(The input begins)
PR #5613, opened 2023-09-25
Camera fixups for 6.6

6by9:
Brings in the imx219 and video-mux patches that didn't rebase easily, and fixes up unicam patch.

### DIFF
--- a/drivers/media/i2c/imx219.c
+++ b/drivers/media/i2c/imx219.c
@@ -100,8 +100,8 @@
 /* Binning  Mode */
 #define IMX219_REG_BINNING_MODE		0x0174
 #define IMX219_BINNING_NONE		0x0000
-#define IMX219_BINNING_2X2		0x0101
-#define IMX219_BINNING_2X2_ANALOG	0x0303
+#define IMX219_BINNING_2X2_NORMAL	0x0101
+#define IMX219_BINNING_2X2_SPECIAL	0x0303
 
 /* Test Pattern Control */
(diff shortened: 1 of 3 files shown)


drivers/media/i2c/imx219.c
```diff
@@ -756,48 +796,57 @@ static int imx219_set_pad_format(struct v4l2_subdev *sd,
...
-
-	imx219_update_pad_format(imx219, mode, &fmt->format, fmt->format.code);
-	format = v4l2_subdev_get_pad_format(sd, sd_state, 0);
-
-	if (imx219->mode == mode && format->code == fmt->format.code)
-		return 0;
-
-	if (fmt->which == V4L2_SUBDEV_FORMAT_ACTIVE) {
-		u32 prev_hts = imx219->mode->width + imx219->hblank->val;
+	if (fmt->pad >= NUM_PADS)
```
pelwell, line 888: I don't know if this is an old patch, but why handle the error case early? Why not "if IMAGE, else if METADATA. else ERROR"? At least that way it's obvious where METADATA is handled.

6by9: Old patch - https://github.com/raspberrypi/linux/commit/e3376fb94fda798d2a322e9c70789286132a1a9f

Upstream don't like two independent pads for image and metadata, and are working on adding support for multiplexed pads (6.7 if we're incredibly lucky, but otherwise 6.8). Little point in polishing old patches that are going to be ditched RSN.

PR #5617, opened 2023-09-28
Fan/thermal fix

pelwell:
Since 6.3, the thermal/cooling fan support has been broken due to an uninitialised variable. Fix it, and remove a spurious duplicate function call.


pelwell:
Fix confirmed in https://forums.raspberrypi.com/viewtopic.php?t=356881.

PR #5618, opened 2023-09-28
Add support for Pi 5

popcornmix:
Add support for Pi 5.

This supports the new hardware in BCM2712 and RP1.

There are two 64-bit defconfig options.

bcm2711_defconfig will support all 64-bit Pi devices and uses a pagesize of 4K
bcm2712_defconfig switches to a 64K pagesize, and only works on Pi 5.


6by9:
@popcornmix We want to drop the top 3 patches marked DNI (Do Not Integrate) that mess with the workflow files.

pelwell:
And the first PCIe reset revert can be replaced with upstream commit 8eb8c2735306526929141052c82bd118a7a2119b.

pelwell:
On the subject of workflow files, as long as we continue to guarantee that the only difference between bcm2712_defconfig and bcm2711_defconfig is the page size, we can omit a Pi 5-specific test build.

6by9:
> On the subject of workflow files, as long as we continue to guarantee that the only difference between bcm2712_defconfig and bcm2711_defconfig is the page size, we can omit a Pi 5-specific test build.

It probably has some gain though in order to be able to use rpi-update to grab the appropriate build artifacts though (I'm hoping rpi-update looks at that bit of the extension too - I've not checked).

pelwell:
I've bumped `overlaycheck` in the utils repo, so subsequent pushes _should_ pass.

pelwell:
`rpi-update` will need to grow a `WANT_PI5` flag.

popcornmix:
Updated (@pelwell please check pcie-bcmstb.c - it is now not the same as initial PR).

popcornmix:
rpi-firmware will need the additional kernel2712.img built (and rpi-update will need checking that it copies it).
I'll also check what rpi-update from a PR does.

But I think we'll need the additional build artifact - otherwise rpi-update will bump you from a 16K pagesize to a 4K pagesize.

pelwell:
> Updated (@pelwell please check pcie-bcmstb.c - it is now not the same as initial PR).

pcie-brcmstb.c now matches rpi-6.6.y in that respect. I'm happy this part needed changing to sit on top of that upstream change, but perhaps this is the wrong outcome. The question is whether PERST# also needs to be asserted on BCM2712 - the safe thing would be to add that case to the condition, since that matches the old behaviour, and then drop it if we decide it isn't necessary. I'll add a patch to that effect.

> But I think we'll need the additional build artifact - otherwise rpi-update will bump you from a 16K pagesize to a 4K pagesize.

OK - I'll add the build type to the workflow.

pelwell:
> I'll add a patch to that effect.

After discussion with Tim this is currently unnecessary because the bootloader does leave it reset, so I won't add such a patch at this time.

popcornmix:
> After discussion with Tim this is currently unnecessary because the bootloader does leave it reset, so I won't add such a patch at this time.

So current PR is good (wrt pcie-bcmstb.c)?

pelwell:
Yes, I think so.

I've bumped the workflows. There is still some issue with one of the overlays that I'll look at next.

pelwell:
@6by9 in vc4-kms-dsi-7inch-overlay.dts it references ts_i2c_frag, but no such label exists. I think the node you are aiming for is currently labelled frag13, but that doesn't fit with the nice user-friendly labels the rest of that file uses. However, changing edt-ft5406.dtsi could break edt-ft5406-overlay.dts

Would you like me to:
a. add ts_i2c_frag as a second label into edt-ft5406.dti,
b. add ts_i2c_frag as an alias but inside vc4-kms-v3d-pi5-overlay.dts,
c. change vc4-kms-v3d-pi5-overlay.dts to use frag13, or
d. change everything to use ts_i2c_frag instead?

6by9:
> in vc4-kms-dsi-7inch-overlay.dts it references ts_i2c_frag, but no such label exists. 

See commit d6e6b9afa8 on the private branch. It just missed the cutoff yesterday, and looks like popcornmix hasn't included it in this PR or merged it into "dts: 2712: Update for device tree"

6by9:
DRM/KMS unit tests failing appears to be a build failure due to part of raspberrypi-gpiomem.c
```
2023-09-28T14:52:58.7457288Z ../drivers/char/raspberrypi-gpiomem.c:104:37: error: implicit declaration of function ‘phys_mem_access_prot’; did you mean ‘phys_mem_access_prot_allowed’? [-Werror=implicit-function-declaration]
2023-09-28T14:52:58.7457878Z [14:49:36] Configuring KUnit Kernel ...
2023-09-28T14:52:58.7500841Z   104 |                 vma->vm_page_prot = phys_mem_access_prot(file, base, len,
2023-09-28T14:52:58.7501241Z Generating .config ...
2023-09-28T14:52:58.7501769Z       |                                     ^~~~~~~~~~~~~~~~~~~~
2023-09-28T14:52:58.7502250Z       |                                     phys_mem_access_prot_allowed
2023-09-28T14:52:58.7503042Z ../drivers/char/raspberrypi-gpiomem.c:104:37: error: incompatible types when assigning to type ‘pgprot_t’ from type ‘int’
```
I'm not totally clear why it's even building gpiomem.

KUnit Tests/VC4 are failing as the test vc4/tests/vc4_test_lbm_size.c needs updating for the lbm_size having moved.
That should be easy to fix.

pelwell:
So, option d then. Cherry-picked.

pelwell:
Upstream build fixup pushed.

6by9:
VC4 unit tests fixed with https://github.com/6by9/linux/commit/950224c8c28ea11b2642f98f2b59625fe2afc3ca (I'm not sure I can do a push to popcornmix's branch.

6by9:
drivers/char/Kconfig has ```RASPBERRYPI_GPIOMEM``` default to y. That would explain the build breakage for the generic unit tests, but is that what we want?
I guess if we default to not building it then the defconfig needs updating. As it's providing userspace access it could be a module, and only on 2711/2712 rather than all kernels.

The old BCM2835_DEVGPIOMEM option for bcm2835-gpiomem was a module.

pelwell:
Defaulting the gpiomem to a module makes sense - it's an anomaly that it isn't already.

6by9:
Commits https://github.com/6by9/linux/commit/430bb5b1f3253abab25bbf059d7b7c0b7e781ed4 and https://github.com/6by9/linux/commit/bde073f4c395ff601c41f3651fc8709c4a134b04 sort the generic unit test CI failure.

430bb5b1f wants to go before "drivers: char: delete bcm2835-gpiomem", and bde073f4c3 fixes up "drivers: char: delete bcm2835-gpiomem".

popcornmix:
I believe I've squashed in commits that have been pushed/mentioned. Anything missing?

pelwell:
Nope - that looks good to me if the checks are passing.

PR #5627, opened 2023-10-02
media/rpivid: Make iommu work on rpivid

jc-kynesim:
In order to use iommu on hevc add appropriate iommu to dts description and set dma mask_and_coherent in probe.
I am assured dma_set_mask_and_coherent is benign on Pi4 (which has no iommu) and it seems to be so in practice.
Also adds a bit of debug to make internal buffer allocation failure easier to spot in future.

### DIFF
--- a/drivers/staging/media/rpivid/rpivid_h265.c
+++ b/drivers/staging/media/rpivid/rpivid_h265.c
@@ -2495,11 +2495,19 @@ static int rpivid_h265_start(struct rpivid_ctx *ctx)
 	for (i = 0; i != ARRAY_SIZE(ctx->pu_bufs); ++i) {
 		// Don't actually need a kernel mapping here
 		if (gptr_alloc(dev, ctx->pu_bufs + i, pu_alloc,
-			       DMA_ATTR_NO_KERNEL_MAPPING))
+			       DMA_ATTR_NO_KERNEL_MAPPING)) {
+			v4l2_err(&dev->v4l2_dev,
+				 "Failed to alloc %#zx PU%d buffer\n",
+				 pu_alloc, i);
 			goto fail;
+		}
 		if (gptr_alloc(dev, ctx->coeff_bufs + i, coeff_alloc,
-			       DMA_ATTR_NO_KERNEL_MAPPING))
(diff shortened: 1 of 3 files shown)


drivers/staging/media/rpivid/rpivid_h265.c
```diff
@@ -2495,11 +2495,19 @@ static int rpivid_h265_start(struct rpivid_ctx *ctx)
 	for (i = 0; i != ARRAY_SIZE(ctx->pu_bufs); ++i) {
 		// Don't actually need a kernel mapping here
 		if (gptr_alloc(dev, ctx->pu_bufs + i, pu_alloc,
-			       DMA_ATTR_NO_KERNEL_MAPPING))
+			       DMA_ATTR_NO_KERNEL_MAPPING)) {
+			v4l2_err(&dev->v4l2_dev,
+				 "Failed to alloc %#zx PU%d buffer\n",
+				 pu_alloc, i);
```
6by9, line 2501: Do we need these error messages? Most of the kernel alloc functions log errors themselves.

6by9 (commented):
I suspect Dom will want the dt change to be independent of the driver one, otherwise we get into a mess in trying to squash things down.

drivers/staging/media/rpivid/rpivid_h265.c
jc-kynesim: Well these ones didn't!

jc-kynesim:
dt change split from rpivid. Why do we squash the dt files?

6by9:
> dt change split from rpivid. Why do we squash the dt files?

So that the list of downstream patches that have to be forward ported between kernel versions doesn't just grow and grow.

eg https://github.com/raspberrypi/linux/commits/rpi-6.6.y/arch/arm/boot/dts
1 mega-squash, and so far 2 fixups.

drivers/staging/media/rpivid/rpivid_h265.c
6by9: Fair enough.

Checkpatch will actually warn over kzalloc and similar calls having logging messages on failure.

PR #6623, opened 2025-01-22
configs: add CONFIG_SND_SOC_WM8904=m

JinShil:


pelwell:
You missed out the original arm/bcmrpi_defconfig, i.e. the early Pis and Pluses, but everything else was fine. It was easier for me to recreate it than patch this PR, so see fed8a0934de84.

JinShil:
Thanks.

PR #6635, opened 2025-01-27
6 chip selects on SPI0

jsarrett:
I need 6 chip selects on a custom board of mine, and I'm sure someone else out there might also need more than 2, but I'm not at all sure if this is the right way to implement this. It's kinda ugly that we have to have a separate dts for every possible number of CS# lines. Looking for feedback/ideas.


pelwell:
I'm not keen on the way you've changed the GPIO for CS1 to suit your application - that could cause some confusion. 

Whether there's a cleaner way to implement this is an interesting question. It would be pretty easy to write an overlay that adds a single  spidev at position n, but patching up the cs-gpios is harder to do piecewise like this because I can't see how to patch at the property at varying offsets derived from the assigned value, and it's not possible to just append to an existing property.

Perhaps the cleanest way to do this would be to have one underlying implementation .dtsi that can conditionally add any of the spidevs controlled by macros, then make each spi0-ncs overlay include the implementation with different macro flags.

jsarrett:
is there some way to guarantee fragment application order?  maybe the <&spi0_cs_pins> of different lengths could be enabled when the spidev@n of that length is chosen?  it only works if the longest pin declaration happens last though.  thoughts?

PR #6636, opened 2025-01-27
overlays: Factor out the common i2c bus selection

pelwell:
This PR reduces some of the duplication in I2C overlays, factoring out the bus selection parameters into a .dtsi file. To allow for easier comparison and to improve the codebase, the first commit fixes a few minor problems with the old versions of the overlays. The second commit rewrites them to use the dtsi file, a step which is essentially cosmetic.

The README is also updated, moving the common parameters into a pseudo-overlay called `i2c-bus`. Overlays that use these common parameters are shown as supporting the parameter `i2c-bus`, whose documentation refers the user to the common documentation.

### DIFF
--- a/arch/arm/boot/dts/overlays/vc4-kms-dsi-7inch-overlay.dts
+++ b/arch/arm/boot/dts/overlays/vc4-kms-dsi-7inch-overlay.dts
@@ -1,4 +1,4 @@
-/*
+ /*
  * Device Tree overlay for RaspberryPi 7" Touchscreen panel
  *
  */
@@ -7,6 +7,11 @@
 /plugin/;
 
 #include "edt-ft5406.dtsi"
+
+&ft5406 {
+	vcc-supply = <&reg_display>;
+	reset-gpio = <&reg_display 1 1>;
+};
 
 / {
 	/* No compatible as it will have come from edt-ft5406.dtsi */
@@ -77,7 +82,7 @@
 
 	i2c_frag: fragment@2 {
 		target = <&i2c_csi_dsi>;
-		__overlay__ {
+		i2cbus: __overlay__ {
 			#address-cells = <1>;
 			#size-cells = <0>;
 			status = "okay";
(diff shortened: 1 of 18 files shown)


arch/arm/boot/dts/overlays/vc4-kms-dsi-7inch-overlay.dts
```diff
@@ -1,4 +1,4 @@
-/*
+ /*
```
6by9, line 1: Extra space added.

pelwell:
FYI I'm most interested in feedback for the first commit, since that makes real changes to the resulting configuration. I'm happy to bear the burden for verifying the changes made by the second, but confirmation that the overall scheme looks okay would be nice.

6by9 (commented):
One rogue space, but otherwise looks fine.

(The edt-ft5x06 include had my head hurting for a bit)

6by9:
I think the patch order will mean that some of the overlays will be functionally broken for bisection purposes if using i2c0 or 10 - they appear to drop enabling i2c0mux and i2c0if, which gets added back in with the second patch.
C'est la vie.

Otherwise those cleanups all look reasonable.

arch/arm/boot/dts/overlays/vc4-kms-dsi-7inch-overlay.dts
pelwell: Will fix.

pelwell:
When using i2c0, some overlays enabled i2c0mux and i2c0if while others didn't. It looks I've chosen the wrong option (kind of obvious now looking at some of the dts files). I'll rework it the other way - not a big change.

pelwell:
Updated to address the feedback. With a fixed (not nobbled) ovmerge, a test script that compares the results of applying all the old parameters to each updated overlay before and after the second commit finds zero differences. Therefore I think that if you're happy with the new first commit then its safe to merge.

6by9:
Looks good to me.

I wonder if the original i2c0 support predated the mux, hence some i2c0 options didn't worry about it.
In theory you could use `dtoverlay=i2c0` to enable BSC0 without the mux, and then this is going to cause grief. I wouldn't worry about that case though.

pelwell:
> In theory you could use dtoverlay=i2c0 to enable BSC0 without the mux

For some reason, that's what I was expecting it to do.

PR #6638, opened 2025-01-28
drm/edid: When reset, assume HDMI displays support RGB444

6by9:
If an HDMI connector has no EDID and the mode is set via the kernel command line, then drm_reset_display_info() is the only thing that will have set up any of connector->display_info.

With commit 26ff1c38fc29 ("drm/connector: hdmi: Compute bpc and format automatically"), it is now checked that DRM_COLOR_FORMAT_RGB444 is supported. Whilst it doesn't fail the request, it does log dev_warn for every commit, spamming the log.

For HDMI connectors initialise the color_format field to say it supports RGB444.

https://forums.raspberrypi.com/viewtopic.php?p=2290252


pelwell (approved):

popcornmix:
Merged offline.

PR #6639, opened 2025-01-28
README: show rpi-6.12.y build status

marcone:
Remove rpi-5.15.y build status since it doesn't appear to be built anymore, and add rpi-6.12.y build status.


pelwell:
Thanks!

Issue #6642, opened 2025-02-01
Pi5 failed to contact RP1 firmware


llllllllqq:
### Describe the bug

dmesg says:

...
`rp1-pio 1f00178000.pio: error -ENOENT: failed to contact RP1 firmware
[    3.957885] rp1-pio: probe of 1f00178000.pio failed with error -2`
...

Although nothing strange occurred. 
The OS still works fine without reboot.

### Steps to reproduce the behaviour

It randomly occurs after `sudo reboot --halt` and then manually press the on-board power button to power on (with default eeprom config).

~~It also randomly occurs when use raspi-config to change power off behavior to "full power off" and then reboot/poweroff.~~ (Sorry I cannot remember whether it is reboot or poweroff)

Update: It also occurs after a suddenly plug-out the usb-c power cable and then plug-in back.
~~It seems only poweroff-related behaviors will trigger this bug. I tested 30 times reboot, no bugs occurred.~~
Update2: reboot can indeed also trigger this bug, only less frequent.

### Device (s)

Raspberry Pi 5

### System

Raspberry Pi reference 2024-11-19                     Generated using pi-gen, https://github.com/RPi-Distro/pi-gen, 891df1e21ed2b6099a2e6a13e26c91dea44b34d4, stage4

2025/01/22 00:16:51
Copyright (c) 2012 Broadcom                           version a7753063 (release) (embedded)

Linux rpi5 6.6.74+rpt-rpi-2712 #1 SMP PREEMPT Debian 1:6.6.74-1+rpt1 (2025-01-27) aarch64 GNU/Linux

### Logs

[1.txt](https://github.com/user-attachments/files/18627781/1.txt)

### Additional context

Can it be safely ignored?

pelwell:
That's interesting - it looks like a dependency/ordering issue, and not one I've seen before:
```
[    3.922665] rp1-pio 1f00178000.pio: error -ENOENT: failed to contact RP1 firmware
[    3.922671] rp1-pio: probe of 1f00178000.pio failed with error -2
...
[    3.932284] rp1-firmware rp1_firmware: RP1 Firmware version eb39cfd516f8c90628aa9d91f52370aade5d0a55
```
I get:
```
[   13.445656] rp1-firmware rp1_firmware: RP1 Firmware version eb39cfd516f8c90628aa9d91f52370aade5d0a55
[   13.550428] rp1-pio 1f00178000.pio: Created instance as pio0
```
[...]

PR #6645, opened 2025-02-03
Handle probe dependencies and hard errors better

pelwell:
#6642 is a report of intermittent failures for the PIO driver to contact the firmware. These failures can be traced to the failure of PIO driver to distinguish hard errors and transient failures. The commits in this PR fix the PIO driver in this regard, but also improve the firmware driver to avoid pointless retries in the event that the firmware is not compatible.

### DIFF
--- a/drivers/firmware/rp1.c
+++ b/drivers/firmware/rp1.c
@@ -114,7 +114,8 @@ static void rp1_firmware_delete(struct kref *kref)
 
 void rp1_firmware_put(struct rp1_firmware *fw)
 {
-	kref_put(&fw->consumers, rp1_firmware_delete);
+	if (!IS_ERR_OR_NULL(fw))
+		kref_put(&fw->consumers, rp1_firmware_delete);
 }
 EXPORT_SYMBOL_GPL(rp1_firmware_put);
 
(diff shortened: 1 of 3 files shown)


drivers/firmware/rp1.c
```diff
@@ -270,19 +270,18 @@ static int rp1_firmware_probe(struct platform_device *pdev)
...
 	if (ret == sizeof(version)) {
 		dev_info(dev, "RP1 Firmware version %08x%08x%08x%08x%08x\n",
 			 version[0], version[1], version[2], version[3], version[4]);
-		ret = 0;
-	} else if (ret >= 0) {
-		ret = -EIO;
+		platform_set_drvdata(pdev, fw);
+	} else {
+		kfree(fw);
+		platform_set_drvdata(pdev, ERR_PTR(-ENOENT));
```
popcornmix, line 282: We do dereference this in `rp1_firmware_remove` (without a check). 
I'm not sure if that can happen, but looks like a potential pitfall.

pelwell: Testing the obvious fix has uncovered some deficiencies in the end-of-life code. Thank goodness for runtime overlays.

pelwell:
With the latest updates, the rp1 firmware driver and pio driver can be repeatedly instantiated and removed with no crashes or obvious leaks.

popcornmix (approved):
(The input ends)
## Work order
Wherever the string "just" is found in the entries, copy the line it sits in.

## Task response
See commit d6e6b9afa8 on the private branch. It just missed the cutoff yesterday, and looks like popcornmix hasn't included it in this PR or merged it into "dts: 2712: Update for device tree"
So that the list of downstream patches that have to be forward ported between kernel versions doesn't just grow and grow.
Whether there's a cleaner way to implement this is an interesting question. It would be pretty easy to write an overlay that adds a single  spidev at position n, but patching up the cs-gpios is harder to do piecewise like this because I can't see how to patch at the property at varying offsets derived from the assigned value, and it's not possible to just append to an existing property.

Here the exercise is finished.